Your assignment: Copy every record below exactly as it appears.

(Records contained in a dataset)

Issue #186, opened 2026-02-04
[BUG] Bitbucket always returns registered


VamatoHD:
## Description:
The module `email_scan/dev/bitbucket.py` appears to always be returning “Registered”, even with the most absurd emails or with personal emails that I'm sure aren't registered.

Also, I'm using the latest version of the code and have tested it on multiple devices.

## How to reproduce:
Simply execute the scan with any email.

kaifcodec:
@VamatoHD I reviewed the code, the request flow, and the response body, and came to the conclusion that the previous approach was wrong. Explained in : (#187).

From what I can see so far, I’m not able to find any endpoint that isn’t CAPTCHA-protected and that reliably tells us about email availability. So we may need to remove the Bitbucket module entirely.

PR #187, opened 2026-02-05
fix(bitbucket.py): correct inverted registration check logic

Eltigani-web:
Fixes issue #186
The bug was caused by inverted boolean handling: when implicitConsent was True, the code returned Result.available(), and when False it returned Result.taken(). That flips “registered” and “not registered,” making everything look registered. Swapping those two return values restores the correct mapping and matches the pattern used in other email scan modules.

### DIFF
--- a/user_scanner/email_scan/dev/bitbucket.py
+++ b/user_scanner/email_scan/dev/bitbucket.py
@@ -8,10 +8,10 @@ async def _check(email: str) -> Result:
             url = "https://id.atlassian.com/rest/marketing-consent/config"
             payload = {"email": email}
             headers = {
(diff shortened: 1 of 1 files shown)


kaifcodec:
@Eltigani-web Thanks for the PR. After reviewing it, I found that the endpoint currently being used for the email check isn’t actually meant for email registration validation, it’s used to inform the frontend about regional/legal context based on the request’s origin. So the module was effectively broken from the start since we had added it.

Because of that, I’ll likely remove the entire `bitbucket.py` module if we can’t find a reliable endpoint from Atlassian for email validation that isn’t protected by CAPTCHA.

Thanks for stepping in to try to fix this. If you’d like to look for alternative endpoints for email checks, you’re very welcome to do so. And if you want to take ownership of the  issue #186  let me know, I can assign it to you so we don’t work on it in parallel.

Reply to the exercise:
Issue #186, opened 2026-02-04
[BUG] Bitbucket always returns registered


VamatoHD:
## Description:
The module `email_scan/dev/bitbucket.py` appears to always be returning “Registered”, even with the most absurd emails or with personal emails that I'm sure aren't registered.

Also, I'm using the latest version of the code and have tested it on multiple devices.

## How to reproduce:
Simply execute the scan with any email.

kaifcodec:
@VamatoHD I reviewed the code, the request flow, and the response body, and came to the conclusion that the previous approach was wrong. Explained in : (#187).

From what I can see so far, I’m not able to find any endpoint that isn’t CAPTCHA-protected and that reliably tells us about email availability. So we may need to remove the Bitbucket module entirely.

PR #187, opened 2026-02-05
fix(bitbucket.py): correct inverted registration check logic

Eltigani-web:
Fixes issue #186
The bug was caused by inverted boolean handling: when implicitConsent was True, the code returned Result.available(), and when False it returned Result.taken(). That flips “registered” and “not registered,” making everything look registered. Swapping those two return values restores the correct mapping and matches the pattern used in other email scan modules.

### DIFF
--- a/user_scanner/email_scan/dev/bitbucket.py
+++ b/user_scanner/email_scan/dev/bitbucket.py
@@ -8,10 +8,10 @@ async def _check(email: str) -> Result:
             url = "https://id.atlassian.com/rest/marketing-consent/config"
             payload = {"email": email}
             headers = {
(diff shortened: 1 of 1 files shown)


kaifcodec:
@Eltigani-web Thanks for the PR. After reviewing it, I found that the endpoint currently being used for the email check isn’t actually meant for email registration validation, it’s used to inform the frontend about regional/legal context based on the request’s origin. So the module was effectively broken from the start since we had added it.

Because of that, I’ll likely remove the entire `bitbucket.py` module if we can’t find a reliable endpoint from Atlassian for email validation that isn’t protected by CAPTCHA.

Thanks for stepping in to try to fix this. If you’d like to look for alternative endpoints for email checks, you’re very welcome to do so. And if you want to take ownership of the  issue #186  let me know, I can assign it to you so we don’t work on it in parallel.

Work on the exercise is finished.